- **EXERCISE AIM**: Repeat the material below. Keep every line exactly as written.

- **INFORMATION PROVIDED**:

PR #229, opened 2021-02-24
DM-28858: Compare the data products of the gen2 vs. gen3 ci_hsc's up to Single Frame Processing

laurenam:


python/lsst/meas/algorithms/measureApCorr.py
```diff
@@ -177,7 +177,7 @@ def __init__(self, schema, **kwds):
         Task.__init__(self, **kwds)
         self.refFluxKeys = FluxKeys(self.config.refFluxName, schema)
         self.toCorrect = {}  # dict of flux field name prefix: FluxKeys instance
-        for name in getApCorrNameSet():
+        for name in sorted(list(getApCorrNameSet())):
```
TallJimbo, line 180: `sorted(apCorrNameSet())` is all you need; `sorted` can take any iterable, and always returns a new `list`.

TallJimbo (approved):
Looks good.  If I'm understanding the logic correctly, I think the comments are a bit pessimistic: given that you've started with an explicitly not-sorted list, how could the test pass as a fluke?

python/lsst/meas/algorithms/measureApCorr.py
TallJimbo: Sounds good; PR approved.

laurenam:
Ah, well, I was following the useful comment you made when doing the same in `meas_base` (https://github.com/lsst/meas_base/commit/2120646ad5f5dd8e4a7f2fe05180baee736fe1b0).  I did also test this fragility.  If I use the updated test (and just that one for simplicity...i.e. I disabled all but `def testAddFields(self)` for the following) repeatedly with no sorting I get (warning: ugly bash loops below!):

- **EXERCISE RESPONSE**:
PR #229, opened 2021-02-24
DM-28858: Compare the data products of the gen2 vs. gen3 ci_hsc's up to Single Frame Processing

laurenam:


python/lsst/meas/algorithms/measureApCorr.py
```diff
@@ -177,7 +177,7 @@ def __init__(self, schema, **kwds):
         Task.__init__(self, **kwds)
         self.refFluxKeys = FluxKeys(self.config.refFluxName, schema)
         self.toCorrect = {}  # dict of flux field name prefix: FluxKeys instance
-        for name in getApCorrNameSet():
+        for name in sorted(list(getApCorrNameSet())):
```
TallJimbo, line 180: `sorted(apCorrNameSet())` is all you need; `sorted` can take any iterable, and always returns a new `list`.

TallJimbo (approved):
Looks good.  If I'm understanding the logic correctly, I think the comments are a bit pessimistic: given that you've started with an explicitly not-sorted list, how could the test pass as a fluke?

python/lsst/meas/algorithms/measureApCorr.py
TallJimbo: Sounds good; PR approved.

laurenam:
Ah, well, I was following the useful comment you made when doing the same in `meas_base` (https://github.com/lsst/meas_base/commit/2120646ad5f5dd8e4a7f2fe05180baee736fe1b0).  I did also test this fragility.  If I use the updated test (and just that one for simplicity...i.e. I disabled all but `def testAddFields(self)` for the following) repeatedly with no sorting I get (warning: ugly bash loops below!):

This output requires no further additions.